When Hubby asked, ever so casually, if I’d like to join him in an early morning, five kilometer “Mizuno Infinity Run”, my knee-jerk answer was an exaggerated and swooping “N-ooooooooo-oh,” which sounded like me saying “no” in super slow-motion.
“But why not?” Hubby asked although, having walked with me countless times in malls with huge floor spaces, he already had an idea what I was about to say. I have flat feet. I tire easily. I move in a salamander pace. I can’t do long-distance. “Plus,” I added. “I’ve worn out my old running shoes.” So there. End of discussion.
Or so I thought.
“You don’t even want to try? Not even once? Not even for me or for yourself?” Hubby asked. The last time he asked these same questions, he was coaxing me to eat sushi, which I begrudgingly did, much to my puking regret. Then he said the magic words: “There will be a lot of cute guys there, you know.”
Mmmm. Cute guys. Hmm, since he put it that way… Wait. Stop it. Must. Not. Give. In. “But... but I don’t have any shoes. I can’t use my badminton shoes for that. And I’ve worn out all my other rubber shoes,” I said.
Sensing that my defenses have been compromised, Hubby pressed on.
“I can lend you my shoes.”
“But your feet is bigger than mine.”
“Maybe you can borrow your brother’s?”
“I don’t know. He might also use them tomorrow.”
“You sure you can’t use your old rubber shoes?”
“I’m sure. The outsoles are about to fall off.”

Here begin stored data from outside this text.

PR #475, opened 2020-02-10
[meta] format with black python scripts

jmlrt:
This PR is reformatting all python scripts using [black](https://black.readthedocs.io/en/stable/) and add black formating to CI.

Also add [phony targets](https://www.gnu.org/software/make/manual/html_node/Phony-Targets.html) and help to Makefiles.

### DIFF
--- a/.ci/jobs/elastic+helm-charts+master+template-lint-python.yml
+++ b/.ci/jobs/elastic+helm-charts+master+template-lint-python.yml
@@ -17,4 +17,6 @@
         #!/usr/local/bin/runbld
         set -euo pipefail
 
+        virtualenv venv && source venv/bin/activate
+        pip install -r requirements.txt
         make lint-python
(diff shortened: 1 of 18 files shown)


.ci/jobs/elastic+helm-charts+master+template-lint-python.yml
```diff
@@ -0,0 +1,20 @@
...
+        type: slave
+        name: label
+        values:
+        - docker&&virtual
+    builders:
+    - shell: |-
+        #!/usr/local/bin/runbld
+        set -euo pipefail
+
+        make lint-python
```
Conky5: Do the python dependencies need installed before this? Otherwise `black` might not be available I think.

jmlrt: nice catch, fixed in https://github.com/elastic/helm-charts/pull/475/commits/8e0c1698a29f64fa5427db6d20ac976ddbb3d50f

jmlrt:
jenkins test this please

“Can’t you just epoxy them?”
“I doubt if that’ll work.”
“That’s too bad… Did I mention about the cute guys?” He asked it in a taunting, sing-song way.
I envisioned a mass of muscle-strapped men in mini mesh shorts. Mmmm. “A lot of cute guys?”
“A lot.”
I took a moment to weigh things over.
Joining the “Mizuno Infinity Run”
Pros: 1. It’ll please Hubby, the love of my life. 2. I’ll lose some calories. 3. I’ll have something to blog about. 4. Cute guys in crotch shorts.
Cons: 1. Must wake up early. 2. My flat feet, weak left knee. 3. Yesterday, during yoga class, I almost fainted. 4. I’d have to buy new rubber shoes and I’ve already spent too much this week. 5. Long-distance running is not my idea of fun.